(Given records Opens)
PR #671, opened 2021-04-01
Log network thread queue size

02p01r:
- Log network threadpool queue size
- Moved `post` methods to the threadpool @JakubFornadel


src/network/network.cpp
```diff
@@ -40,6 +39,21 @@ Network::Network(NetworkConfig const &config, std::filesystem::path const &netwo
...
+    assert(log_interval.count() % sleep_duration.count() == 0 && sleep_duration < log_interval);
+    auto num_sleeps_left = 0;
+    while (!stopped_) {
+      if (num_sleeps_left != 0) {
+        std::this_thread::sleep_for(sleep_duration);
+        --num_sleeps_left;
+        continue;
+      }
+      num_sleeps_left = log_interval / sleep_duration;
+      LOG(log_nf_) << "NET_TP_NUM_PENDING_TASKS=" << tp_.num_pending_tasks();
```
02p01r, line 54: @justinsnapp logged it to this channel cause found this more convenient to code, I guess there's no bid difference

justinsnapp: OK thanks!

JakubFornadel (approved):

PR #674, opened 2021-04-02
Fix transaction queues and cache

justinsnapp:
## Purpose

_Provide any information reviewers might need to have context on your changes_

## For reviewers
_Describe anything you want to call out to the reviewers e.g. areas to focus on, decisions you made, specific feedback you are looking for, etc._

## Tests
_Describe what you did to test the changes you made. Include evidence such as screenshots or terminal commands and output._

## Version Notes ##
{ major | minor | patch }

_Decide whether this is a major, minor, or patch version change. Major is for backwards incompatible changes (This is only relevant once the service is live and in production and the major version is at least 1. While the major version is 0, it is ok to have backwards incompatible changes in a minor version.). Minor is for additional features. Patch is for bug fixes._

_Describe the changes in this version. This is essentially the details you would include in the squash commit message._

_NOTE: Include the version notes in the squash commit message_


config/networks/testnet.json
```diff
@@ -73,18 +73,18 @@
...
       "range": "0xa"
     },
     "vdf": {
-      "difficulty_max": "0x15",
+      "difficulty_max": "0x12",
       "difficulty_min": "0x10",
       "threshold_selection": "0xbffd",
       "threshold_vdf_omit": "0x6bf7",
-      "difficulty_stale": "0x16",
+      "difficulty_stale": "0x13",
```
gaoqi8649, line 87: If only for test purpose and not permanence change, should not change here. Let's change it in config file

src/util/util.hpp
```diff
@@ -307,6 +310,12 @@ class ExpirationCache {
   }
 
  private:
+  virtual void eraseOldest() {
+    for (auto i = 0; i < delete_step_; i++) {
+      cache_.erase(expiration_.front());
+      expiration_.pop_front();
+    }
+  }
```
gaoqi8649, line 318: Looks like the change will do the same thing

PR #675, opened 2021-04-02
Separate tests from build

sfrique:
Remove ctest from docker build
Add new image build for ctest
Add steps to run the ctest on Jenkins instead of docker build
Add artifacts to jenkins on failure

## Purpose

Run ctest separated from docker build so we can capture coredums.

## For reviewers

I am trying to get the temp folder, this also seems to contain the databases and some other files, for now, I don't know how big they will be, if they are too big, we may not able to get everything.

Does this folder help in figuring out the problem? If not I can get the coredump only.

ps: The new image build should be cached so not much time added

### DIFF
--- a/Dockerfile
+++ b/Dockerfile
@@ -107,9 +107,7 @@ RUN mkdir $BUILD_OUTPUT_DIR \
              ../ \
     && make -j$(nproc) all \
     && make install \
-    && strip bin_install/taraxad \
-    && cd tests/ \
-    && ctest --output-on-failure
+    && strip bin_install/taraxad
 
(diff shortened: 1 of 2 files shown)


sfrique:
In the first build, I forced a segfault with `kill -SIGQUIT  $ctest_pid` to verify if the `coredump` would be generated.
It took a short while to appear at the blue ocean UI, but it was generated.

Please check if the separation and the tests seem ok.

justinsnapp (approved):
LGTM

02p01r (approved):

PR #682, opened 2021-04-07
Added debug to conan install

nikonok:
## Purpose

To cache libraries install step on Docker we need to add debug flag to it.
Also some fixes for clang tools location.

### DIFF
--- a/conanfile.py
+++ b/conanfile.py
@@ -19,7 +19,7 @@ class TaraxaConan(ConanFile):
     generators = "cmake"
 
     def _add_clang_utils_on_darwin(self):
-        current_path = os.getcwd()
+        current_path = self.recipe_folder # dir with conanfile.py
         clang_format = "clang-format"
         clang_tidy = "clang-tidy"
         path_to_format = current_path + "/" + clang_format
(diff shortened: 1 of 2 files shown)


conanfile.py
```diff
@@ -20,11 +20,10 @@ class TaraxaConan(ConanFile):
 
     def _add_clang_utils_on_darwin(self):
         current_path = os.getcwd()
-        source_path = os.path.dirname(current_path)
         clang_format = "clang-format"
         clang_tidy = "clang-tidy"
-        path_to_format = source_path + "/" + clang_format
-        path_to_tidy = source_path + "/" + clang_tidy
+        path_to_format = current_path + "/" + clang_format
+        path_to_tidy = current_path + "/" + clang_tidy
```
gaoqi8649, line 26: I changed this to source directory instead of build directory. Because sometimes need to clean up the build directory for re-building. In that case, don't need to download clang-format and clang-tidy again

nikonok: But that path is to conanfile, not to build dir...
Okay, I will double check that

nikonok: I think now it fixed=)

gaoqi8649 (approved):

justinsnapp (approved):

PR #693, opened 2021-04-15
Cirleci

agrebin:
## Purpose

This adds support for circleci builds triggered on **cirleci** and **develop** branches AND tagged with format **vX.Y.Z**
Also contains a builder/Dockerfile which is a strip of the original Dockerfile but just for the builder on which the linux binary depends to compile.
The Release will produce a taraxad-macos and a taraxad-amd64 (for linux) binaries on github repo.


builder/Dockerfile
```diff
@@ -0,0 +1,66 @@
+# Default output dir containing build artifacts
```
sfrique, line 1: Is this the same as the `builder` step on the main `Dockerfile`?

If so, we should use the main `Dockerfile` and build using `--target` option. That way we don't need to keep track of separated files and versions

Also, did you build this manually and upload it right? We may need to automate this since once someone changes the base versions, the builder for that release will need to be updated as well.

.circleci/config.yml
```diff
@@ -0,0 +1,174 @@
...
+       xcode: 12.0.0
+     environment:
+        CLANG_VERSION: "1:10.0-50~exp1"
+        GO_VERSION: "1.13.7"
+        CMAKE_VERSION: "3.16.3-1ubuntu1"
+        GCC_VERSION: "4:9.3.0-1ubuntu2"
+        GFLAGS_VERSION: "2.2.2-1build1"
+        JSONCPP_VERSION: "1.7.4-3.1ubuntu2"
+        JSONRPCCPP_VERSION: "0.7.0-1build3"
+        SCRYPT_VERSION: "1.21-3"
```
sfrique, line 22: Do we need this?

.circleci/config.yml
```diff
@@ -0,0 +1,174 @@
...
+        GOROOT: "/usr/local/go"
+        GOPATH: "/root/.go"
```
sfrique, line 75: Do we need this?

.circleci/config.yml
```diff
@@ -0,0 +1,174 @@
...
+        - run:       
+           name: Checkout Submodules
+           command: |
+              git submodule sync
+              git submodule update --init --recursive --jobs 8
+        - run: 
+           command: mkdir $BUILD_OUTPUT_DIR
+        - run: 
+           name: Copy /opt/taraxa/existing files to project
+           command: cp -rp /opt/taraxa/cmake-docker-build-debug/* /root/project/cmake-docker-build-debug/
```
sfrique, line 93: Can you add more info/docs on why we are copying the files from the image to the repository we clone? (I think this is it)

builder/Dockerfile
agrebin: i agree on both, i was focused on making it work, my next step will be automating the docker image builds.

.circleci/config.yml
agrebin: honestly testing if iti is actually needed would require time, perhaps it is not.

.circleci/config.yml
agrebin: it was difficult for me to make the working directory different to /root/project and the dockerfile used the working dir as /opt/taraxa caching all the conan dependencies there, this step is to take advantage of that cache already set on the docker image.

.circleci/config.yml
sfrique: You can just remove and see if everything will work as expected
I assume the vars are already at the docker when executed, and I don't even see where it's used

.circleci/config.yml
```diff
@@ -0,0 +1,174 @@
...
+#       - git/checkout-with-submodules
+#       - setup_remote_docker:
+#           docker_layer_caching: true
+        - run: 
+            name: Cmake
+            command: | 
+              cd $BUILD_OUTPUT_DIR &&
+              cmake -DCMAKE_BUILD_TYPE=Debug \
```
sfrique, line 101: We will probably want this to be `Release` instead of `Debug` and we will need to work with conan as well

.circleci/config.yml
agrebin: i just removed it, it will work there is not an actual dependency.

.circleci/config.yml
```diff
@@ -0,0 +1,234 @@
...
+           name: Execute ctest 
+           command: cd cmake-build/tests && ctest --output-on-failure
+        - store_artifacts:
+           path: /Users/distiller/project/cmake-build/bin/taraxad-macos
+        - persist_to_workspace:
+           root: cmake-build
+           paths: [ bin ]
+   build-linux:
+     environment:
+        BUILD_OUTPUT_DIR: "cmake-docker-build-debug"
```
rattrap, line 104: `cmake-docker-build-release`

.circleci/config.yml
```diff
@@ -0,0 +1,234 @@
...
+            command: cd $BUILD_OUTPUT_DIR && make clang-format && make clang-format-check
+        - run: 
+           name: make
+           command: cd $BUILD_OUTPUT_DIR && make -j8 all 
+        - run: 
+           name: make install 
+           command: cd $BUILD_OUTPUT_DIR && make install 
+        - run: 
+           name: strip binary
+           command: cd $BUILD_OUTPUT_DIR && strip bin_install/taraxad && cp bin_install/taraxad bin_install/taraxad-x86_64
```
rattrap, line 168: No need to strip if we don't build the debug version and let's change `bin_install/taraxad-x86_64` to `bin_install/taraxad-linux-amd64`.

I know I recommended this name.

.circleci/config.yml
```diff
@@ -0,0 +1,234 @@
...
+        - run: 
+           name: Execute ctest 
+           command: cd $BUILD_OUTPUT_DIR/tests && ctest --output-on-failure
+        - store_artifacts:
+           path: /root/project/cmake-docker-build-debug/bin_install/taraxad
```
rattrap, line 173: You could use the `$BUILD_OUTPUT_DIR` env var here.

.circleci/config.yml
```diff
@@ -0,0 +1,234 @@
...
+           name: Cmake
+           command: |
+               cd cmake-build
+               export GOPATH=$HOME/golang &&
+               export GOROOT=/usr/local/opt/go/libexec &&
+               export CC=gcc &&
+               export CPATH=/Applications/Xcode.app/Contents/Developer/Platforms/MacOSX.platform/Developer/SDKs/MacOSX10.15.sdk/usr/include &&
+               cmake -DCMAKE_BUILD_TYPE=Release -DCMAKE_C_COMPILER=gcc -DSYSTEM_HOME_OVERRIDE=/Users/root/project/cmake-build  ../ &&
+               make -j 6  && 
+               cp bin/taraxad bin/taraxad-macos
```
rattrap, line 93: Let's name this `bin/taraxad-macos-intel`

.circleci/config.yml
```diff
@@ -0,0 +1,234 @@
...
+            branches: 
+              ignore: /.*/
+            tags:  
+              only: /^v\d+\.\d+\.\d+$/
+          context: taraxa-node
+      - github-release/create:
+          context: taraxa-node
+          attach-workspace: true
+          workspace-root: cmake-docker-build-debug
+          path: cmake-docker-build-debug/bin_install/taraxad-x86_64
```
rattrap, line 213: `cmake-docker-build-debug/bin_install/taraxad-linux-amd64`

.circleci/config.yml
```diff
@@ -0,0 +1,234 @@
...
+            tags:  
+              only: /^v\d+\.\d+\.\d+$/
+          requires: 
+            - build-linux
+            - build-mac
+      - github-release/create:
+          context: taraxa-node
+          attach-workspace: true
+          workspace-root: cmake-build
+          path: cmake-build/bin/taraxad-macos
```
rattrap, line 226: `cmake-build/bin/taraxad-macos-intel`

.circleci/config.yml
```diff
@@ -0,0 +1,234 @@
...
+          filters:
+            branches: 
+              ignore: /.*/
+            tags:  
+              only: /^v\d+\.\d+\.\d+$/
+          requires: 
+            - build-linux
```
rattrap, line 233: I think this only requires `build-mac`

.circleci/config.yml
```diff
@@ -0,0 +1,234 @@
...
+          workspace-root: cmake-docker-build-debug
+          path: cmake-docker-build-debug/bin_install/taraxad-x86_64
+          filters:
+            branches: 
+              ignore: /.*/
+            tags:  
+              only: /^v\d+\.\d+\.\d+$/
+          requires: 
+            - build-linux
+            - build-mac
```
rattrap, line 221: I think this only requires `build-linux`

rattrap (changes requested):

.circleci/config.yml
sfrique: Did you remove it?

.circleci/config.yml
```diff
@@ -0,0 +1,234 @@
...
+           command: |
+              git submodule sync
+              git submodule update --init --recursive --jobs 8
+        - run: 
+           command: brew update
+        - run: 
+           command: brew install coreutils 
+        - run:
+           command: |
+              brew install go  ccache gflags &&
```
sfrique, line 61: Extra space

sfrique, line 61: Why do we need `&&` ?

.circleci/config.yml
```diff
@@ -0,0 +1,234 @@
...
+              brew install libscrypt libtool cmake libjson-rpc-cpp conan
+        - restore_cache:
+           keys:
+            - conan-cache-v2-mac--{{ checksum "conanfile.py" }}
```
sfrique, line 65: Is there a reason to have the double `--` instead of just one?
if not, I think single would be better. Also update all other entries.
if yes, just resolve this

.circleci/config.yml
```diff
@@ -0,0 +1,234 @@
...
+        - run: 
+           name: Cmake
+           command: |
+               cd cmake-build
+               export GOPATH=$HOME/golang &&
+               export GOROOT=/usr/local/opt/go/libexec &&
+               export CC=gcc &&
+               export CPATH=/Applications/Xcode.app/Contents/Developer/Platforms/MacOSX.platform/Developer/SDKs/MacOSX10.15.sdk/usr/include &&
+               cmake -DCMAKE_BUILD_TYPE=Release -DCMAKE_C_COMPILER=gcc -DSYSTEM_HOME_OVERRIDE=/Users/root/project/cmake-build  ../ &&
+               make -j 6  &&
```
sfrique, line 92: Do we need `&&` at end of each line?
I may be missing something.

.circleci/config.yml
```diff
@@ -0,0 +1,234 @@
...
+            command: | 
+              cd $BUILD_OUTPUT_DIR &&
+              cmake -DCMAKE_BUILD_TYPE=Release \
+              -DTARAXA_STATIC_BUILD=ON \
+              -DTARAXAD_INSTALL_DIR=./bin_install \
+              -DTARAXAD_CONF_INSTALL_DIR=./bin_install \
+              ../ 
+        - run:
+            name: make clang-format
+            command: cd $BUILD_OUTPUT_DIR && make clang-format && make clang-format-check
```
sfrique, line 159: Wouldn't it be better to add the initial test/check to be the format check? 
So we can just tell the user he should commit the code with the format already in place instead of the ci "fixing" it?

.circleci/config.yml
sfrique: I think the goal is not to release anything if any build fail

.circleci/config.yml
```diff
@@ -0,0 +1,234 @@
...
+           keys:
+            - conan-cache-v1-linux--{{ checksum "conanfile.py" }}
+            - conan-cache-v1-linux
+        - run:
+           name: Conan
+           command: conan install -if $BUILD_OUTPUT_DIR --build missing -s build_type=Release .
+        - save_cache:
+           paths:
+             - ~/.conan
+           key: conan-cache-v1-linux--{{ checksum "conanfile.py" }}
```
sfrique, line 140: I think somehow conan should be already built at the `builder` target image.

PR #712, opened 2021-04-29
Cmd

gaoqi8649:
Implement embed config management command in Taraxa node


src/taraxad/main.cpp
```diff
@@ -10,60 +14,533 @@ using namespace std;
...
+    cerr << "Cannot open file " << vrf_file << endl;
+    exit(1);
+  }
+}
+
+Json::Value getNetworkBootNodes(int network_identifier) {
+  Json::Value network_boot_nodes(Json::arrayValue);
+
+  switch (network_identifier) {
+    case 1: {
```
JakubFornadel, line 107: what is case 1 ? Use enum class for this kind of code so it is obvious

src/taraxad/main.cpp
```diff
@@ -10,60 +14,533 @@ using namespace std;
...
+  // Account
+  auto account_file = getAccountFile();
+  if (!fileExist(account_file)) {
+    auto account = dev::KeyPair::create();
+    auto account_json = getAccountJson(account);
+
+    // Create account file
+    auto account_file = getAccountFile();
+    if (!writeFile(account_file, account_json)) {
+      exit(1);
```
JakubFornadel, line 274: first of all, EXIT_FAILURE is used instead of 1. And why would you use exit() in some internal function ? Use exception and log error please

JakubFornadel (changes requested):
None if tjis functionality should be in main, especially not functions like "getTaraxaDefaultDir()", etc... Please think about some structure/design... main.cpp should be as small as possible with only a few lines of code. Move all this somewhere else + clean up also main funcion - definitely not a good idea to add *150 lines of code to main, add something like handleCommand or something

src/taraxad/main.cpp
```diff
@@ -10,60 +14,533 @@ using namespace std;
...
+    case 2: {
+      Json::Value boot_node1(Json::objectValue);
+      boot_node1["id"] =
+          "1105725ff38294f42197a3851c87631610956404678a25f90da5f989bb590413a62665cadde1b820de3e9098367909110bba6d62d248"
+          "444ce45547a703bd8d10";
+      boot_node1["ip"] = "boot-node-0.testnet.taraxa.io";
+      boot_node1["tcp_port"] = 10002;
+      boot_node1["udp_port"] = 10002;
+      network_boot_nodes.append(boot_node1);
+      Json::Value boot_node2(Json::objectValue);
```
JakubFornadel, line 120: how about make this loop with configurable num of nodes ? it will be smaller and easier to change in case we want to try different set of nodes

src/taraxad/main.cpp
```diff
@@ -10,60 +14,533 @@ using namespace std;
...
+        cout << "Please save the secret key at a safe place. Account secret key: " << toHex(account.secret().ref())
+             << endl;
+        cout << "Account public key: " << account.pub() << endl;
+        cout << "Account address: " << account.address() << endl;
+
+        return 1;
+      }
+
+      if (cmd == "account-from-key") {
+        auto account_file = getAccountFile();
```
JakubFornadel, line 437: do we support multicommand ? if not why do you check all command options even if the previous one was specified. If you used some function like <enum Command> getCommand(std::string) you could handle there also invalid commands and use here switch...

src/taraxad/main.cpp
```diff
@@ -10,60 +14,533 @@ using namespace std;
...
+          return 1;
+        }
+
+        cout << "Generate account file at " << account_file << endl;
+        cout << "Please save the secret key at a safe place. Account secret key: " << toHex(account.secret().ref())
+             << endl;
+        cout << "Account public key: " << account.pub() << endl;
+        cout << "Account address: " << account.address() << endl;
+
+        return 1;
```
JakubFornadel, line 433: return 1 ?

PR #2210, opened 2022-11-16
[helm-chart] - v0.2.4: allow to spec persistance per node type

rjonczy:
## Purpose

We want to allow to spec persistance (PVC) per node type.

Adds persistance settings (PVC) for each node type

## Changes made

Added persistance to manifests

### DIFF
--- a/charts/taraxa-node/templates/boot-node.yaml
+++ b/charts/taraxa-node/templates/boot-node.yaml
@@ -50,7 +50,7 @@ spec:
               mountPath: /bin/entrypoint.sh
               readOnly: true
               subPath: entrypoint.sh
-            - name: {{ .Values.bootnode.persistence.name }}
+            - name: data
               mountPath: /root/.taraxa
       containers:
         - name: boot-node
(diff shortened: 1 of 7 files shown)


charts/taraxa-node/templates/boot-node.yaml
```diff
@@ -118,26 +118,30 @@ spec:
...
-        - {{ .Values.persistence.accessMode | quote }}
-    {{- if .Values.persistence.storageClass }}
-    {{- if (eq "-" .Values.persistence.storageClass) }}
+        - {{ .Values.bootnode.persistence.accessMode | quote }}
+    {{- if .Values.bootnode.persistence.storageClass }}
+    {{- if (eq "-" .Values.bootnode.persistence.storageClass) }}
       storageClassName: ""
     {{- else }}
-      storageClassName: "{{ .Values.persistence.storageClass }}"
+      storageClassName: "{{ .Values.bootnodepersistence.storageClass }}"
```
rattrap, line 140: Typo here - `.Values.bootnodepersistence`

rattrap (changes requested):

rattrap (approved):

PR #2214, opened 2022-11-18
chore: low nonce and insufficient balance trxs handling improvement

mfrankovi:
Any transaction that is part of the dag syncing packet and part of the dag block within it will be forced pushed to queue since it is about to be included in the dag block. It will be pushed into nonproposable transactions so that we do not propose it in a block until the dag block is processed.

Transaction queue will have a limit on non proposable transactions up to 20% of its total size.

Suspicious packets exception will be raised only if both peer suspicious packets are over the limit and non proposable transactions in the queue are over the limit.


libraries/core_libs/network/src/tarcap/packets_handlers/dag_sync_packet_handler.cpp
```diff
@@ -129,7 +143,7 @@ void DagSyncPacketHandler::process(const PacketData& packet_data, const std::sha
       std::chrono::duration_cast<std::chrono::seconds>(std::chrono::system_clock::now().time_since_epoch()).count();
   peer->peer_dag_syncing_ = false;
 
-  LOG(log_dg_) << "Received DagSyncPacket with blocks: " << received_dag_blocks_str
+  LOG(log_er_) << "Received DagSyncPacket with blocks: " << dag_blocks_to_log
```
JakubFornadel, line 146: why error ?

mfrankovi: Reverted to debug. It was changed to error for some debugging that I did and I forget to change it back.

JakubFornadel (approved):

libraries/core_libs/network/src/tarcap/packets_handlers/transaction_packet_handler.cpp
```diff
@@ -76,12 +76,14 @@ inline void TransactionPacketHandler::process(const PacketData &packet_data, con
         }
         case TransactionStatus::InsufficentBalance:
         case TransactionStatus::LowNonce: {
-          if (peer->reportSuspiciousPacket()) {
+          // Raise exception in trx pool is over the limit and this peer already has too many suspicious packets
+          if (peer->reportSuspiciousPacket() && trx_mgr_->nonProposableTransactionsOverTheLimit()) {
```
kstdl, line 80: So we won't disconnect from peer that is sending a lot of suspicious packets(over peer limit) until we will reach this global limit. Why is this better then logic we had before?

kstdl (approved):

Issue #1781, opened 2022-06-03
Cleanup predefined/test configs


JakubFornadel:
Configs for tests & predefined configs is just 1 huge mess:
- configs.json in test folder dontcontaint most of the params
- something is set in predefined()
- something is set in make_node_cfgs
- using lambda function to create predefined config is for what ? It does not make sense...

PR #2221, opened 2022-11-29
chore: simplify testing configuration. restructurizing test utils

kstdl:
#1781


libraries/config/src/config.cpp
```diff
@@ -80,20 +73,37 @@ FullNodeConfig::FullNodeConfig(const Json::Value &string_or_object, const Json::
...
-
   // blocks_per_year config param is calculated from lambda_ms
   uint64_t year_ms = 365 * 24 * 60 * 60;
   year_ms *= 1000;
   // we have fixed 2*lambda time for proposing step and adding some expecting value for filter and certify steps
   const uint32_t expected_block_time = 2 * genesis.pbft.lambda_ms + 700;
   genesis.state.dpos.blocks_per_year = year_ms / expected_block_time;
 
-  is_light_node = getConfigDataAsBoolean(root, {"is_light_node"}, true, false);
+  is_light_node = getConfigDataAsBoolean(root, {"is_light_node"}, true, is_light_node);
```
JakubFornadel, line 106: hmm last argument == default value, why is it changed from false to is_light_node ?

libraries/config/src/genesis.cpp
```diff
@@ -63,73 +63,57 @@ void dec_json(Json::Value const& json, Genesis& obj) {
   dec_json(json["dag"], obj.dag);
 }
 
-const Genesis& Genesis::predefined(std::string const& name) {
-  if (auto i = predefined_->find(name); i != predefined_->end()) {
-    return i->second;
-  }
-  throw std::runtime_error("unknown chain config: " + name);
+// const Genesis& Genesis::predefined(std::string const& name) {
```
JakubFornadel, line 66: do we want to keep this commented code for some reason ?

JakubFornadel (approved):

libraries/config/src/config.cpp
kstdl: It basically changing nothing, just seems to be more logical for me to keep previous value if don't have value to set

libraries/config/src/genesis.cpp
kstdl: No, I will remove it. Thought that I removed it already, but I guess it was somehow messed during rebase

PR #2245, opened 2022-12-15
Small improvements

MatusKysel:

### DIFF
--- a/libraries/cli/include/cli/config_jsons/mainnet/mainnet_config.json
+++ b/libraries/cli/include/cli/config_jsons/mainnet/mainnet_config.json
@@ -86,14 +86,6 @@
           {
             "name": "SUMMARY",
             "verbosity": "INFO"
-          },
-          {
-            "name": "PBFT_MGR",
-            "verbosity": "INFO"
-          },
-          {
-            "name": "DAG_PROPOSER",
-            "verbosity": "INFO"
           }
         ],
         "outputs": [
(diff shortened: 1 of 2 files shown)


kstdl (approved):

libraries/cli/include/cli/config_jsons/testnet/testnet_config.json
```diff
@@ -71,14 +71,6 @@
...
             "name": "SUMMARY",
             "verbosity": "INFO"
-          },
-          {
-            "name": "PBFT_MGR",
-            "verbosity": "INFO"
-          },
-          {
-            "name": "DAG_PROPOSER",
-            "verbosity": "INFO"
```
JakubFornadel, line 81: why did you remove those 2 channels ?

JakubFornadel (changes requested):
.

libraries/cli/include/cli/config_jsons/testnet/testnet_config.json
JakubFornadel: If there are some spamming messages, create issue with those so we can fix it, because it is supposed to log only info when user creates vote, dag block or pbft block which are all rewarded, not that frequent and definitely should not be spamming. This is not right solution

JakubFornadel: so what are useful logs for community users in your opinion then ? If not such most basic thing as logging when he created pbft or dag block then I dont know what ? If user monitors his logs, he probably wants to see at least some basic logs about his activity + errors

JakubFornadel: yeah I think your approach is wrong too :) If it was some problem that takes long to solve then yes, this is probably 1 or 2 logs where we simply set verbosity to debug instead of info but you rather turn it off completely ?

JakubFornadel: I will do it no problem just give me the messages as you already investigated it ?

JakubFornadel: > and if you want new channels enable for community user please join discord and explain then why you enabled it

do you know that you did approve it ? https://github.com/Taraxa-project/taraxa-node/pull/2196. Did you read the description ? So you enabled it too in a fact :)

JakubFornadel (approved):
(Given records Closes)
| Exercise aim |
Pick out each line above that includes "testing" and show it.

| Problem solution |
agrebin: honestly testing if iti is actually needed would require time, perhaps it is not.
chore: simplify testing configuration. restructurizing test utils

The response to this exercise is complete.